The Trump administration has reversed itself on making funding and staff cuts to a federal health program for survivors of the Sept. 11, 2001, terrorist attacks, after bipartisan criticism of the moves.

In a statement on Friday, the Centers for Disease Control and Prevention, which oversees the World Trade Center Health Program, said it had reinstated two research grants that had been cut and that employees who had been fired several days ago would return to their jobs.

John Feal, a retired construction worker from Long Island who began advocating for the program’s creation years after he was injured helping with cleanup and recovery efforts at the World Trade Center, praised the reversal.

“The White House underestimated us,” he said.

He and other advocates began mobilizing opposition to the cuts last week as soon as the Trump administration fired 16 health program employees who helped administer medical treatment for those suffering from attack-related toxins.

The program’s 90-member staff was reduced about 20 percent overall. Advocates, members of Congress and workers who had been let go said that in addition to the 16 workers who were fired, others had taken buyouts and left.

The firings immediately touched off an outcry among Democratic lawmakers, who said the cuts would delay enrollment for new patients and make fewer workers available to patients and help with diagnoses and treatment.

One of those Democrats, Senator Chuck Schumer of New York, the minority leader, said on Friday that the program “should have never been on the chopping block in the first place.”

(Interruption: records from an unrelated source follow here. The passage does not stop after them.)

PR #1335, opened 2021-06-30
SDL_sound has moved to github (fix CI failing)

ericoporto:
- SDL_sound is not on icculus mercurial website

icculus switched SDL_sound off from mercurial and is now pushing to his GitHub, so we can't fetch from the old place anymore. Link to new home:

https://github.com/icculus/SDL_sound

PR changes Docker/CMake to fetch from the new place. 

Since previous commit number was now invalid with the system change (hg->git), I took the opportunity to update to the newer version, but there's no significant change/improvements to the formats we use more often.

### DIFF
--- a/CMake/FetchSDL_Sound.cmake
+++ b/CMake/FetchSDL_Sound.cmake
@@ -1,7 +1,7 @@
 FetchContent_Declare(
     sdlsound_content
-    URL https://hg.icculus.org/icculus/SDL_sound/archive/4b78007f035f.tar.gz
-    URL_HASH MD5=ff2448f5a789ae2a07636c243d8f8780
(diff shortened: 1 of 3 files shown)


ivan-mogilko:
Oh so that's why it was failing yesterday.

ivan-mogilko:
@ericoporto could you clarify, is the SDL_sound built with timidity part for midi to wav support, or not?

ericoporto:
by default SDL_sound builds with everything. But I don't understand... 

> timidity part for midi to wav support

what does this means?

ivan-mogilko:
That's what timidity's readme sais:
> TiMidity is a MIDI to WAVE converter.

ericoporto:
Ah, it does. Or it should, but I haven't tried to use. Timidity requires the sound fonts and a timidity.cfg file. 

SDL_sound switched from using the rewritten version from before to a different version that should be more complete - I think the version that was being used in SDL_mixer, but not sure.

PR #1342, opened 2021-07-04
CI add existing tests on Linux and MacOS CMake pipelines

ericoporto:
I am adding the existing tests to the CI.

I think it's almost done, but I would like to wait the CI to run everything.

### DIFF
--- a/.cirrus.yml
+++ b/.cirrus.yml
@@ -41,7 +41,12 @@ build_linux_cmake_task:
     arch=$(dpkg --print-architecture)
     filename=${BUILD_TYPE}_$arch
     mkdir build_$filename && cd build_$filename
-    cmake -DCMAKE_BUILD_TYPE=$BUILD_TYPE .. && make
+    cmake -DCMAKE_BUILD_TYPE=$BUILD_TYPE -DAGS_BUILD_COMPILER=1 -DAGS_TESTS=1  .. && make
+  test_linux_script: |
+    arch=$(dpkg --print-architecture)
+    filename=${BUILD_TYPE}_$arch
+    cd build_$filename
+    ctest --output-on-failure
   binaries_artifacts:
     path: build_*/ags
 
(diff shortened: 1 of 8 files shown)


ivan-mogilko:
Why is it necessary to replace strings like
<pre>
" text \
   more text "
</pre>
with
<pre>
" text "
" more text "
</pre>
?

ericoporto:
It was giving me an error with gcc 9 on Ubuntu, but I didn't investigate further.

ericoporto:
The PR does what it was supposed to do, but the bug it's catching doesn't happen in ags codebase as far as I can tell (t_int64 in a struct after a short). If merged as is it won't fail the pipeline since there's no one depending on that particular build.

ivan-mogilko:
> any idea why the aligned stream test would fail on 32 bit Debian?

For the reference, is it a little endian or big endian debian?

AlignedStream was created to take care of reading and writing existing game formats, where structs were saved raw from memory, with padding. So to keep the data format engine has to use AlignedStream.
It was *supposed* to work everywhere producing same result, using byte conversion functions that are defined differently depending on a platform. If it does not work somewhere then it should be fixed of course.

Ideally we should get rid of it in ags4 (unless this isn't already done). It should not be used in saves since the new save format was introduced in 3.4.0.

> And it's weird considering there's a proper function to serialize array of bytes.

Well, it *is* a proper function to serialize array of bytes. It's argument may be remade into `char*` to emphasize what it does, if that matters.

ericoporto:
> For the reference, is it a little endian or big endian system?

It's little endian, and the `TEST_BIGENDIAN` is also not defined.

ivan-mogilko:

He added: “It makes sense that the Trump administration has done a complete about-face.”

Once announced, the cuts quickly proved to be a political third rail, and Democrats were soon joined in opposing them by Republican members of Congress in districts in and around New York City, where the memory of 9/11 continues to resonate powerfully.

On Wednesday, in a striking challenge to President Trump, eight congressional Republicans appealed to him in a letter “as a native New Yorker who lived in New York City as it recovered from the 9/11 terrorist attacks” to reverse the cuts.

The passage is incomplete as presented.